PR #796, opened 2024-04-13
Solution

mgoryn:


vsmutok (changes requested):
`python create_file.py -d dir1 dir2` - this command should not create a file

· · ·

:: Action item ::
Top to bottom, the records above must be output exactly.

:: Answer for the task ::
PR #796, opened 2024-04-13
Solution

mgoryn:


vsmutok (changes requested):
`python create_file.py -d dir1 dir2` - this command should not create a file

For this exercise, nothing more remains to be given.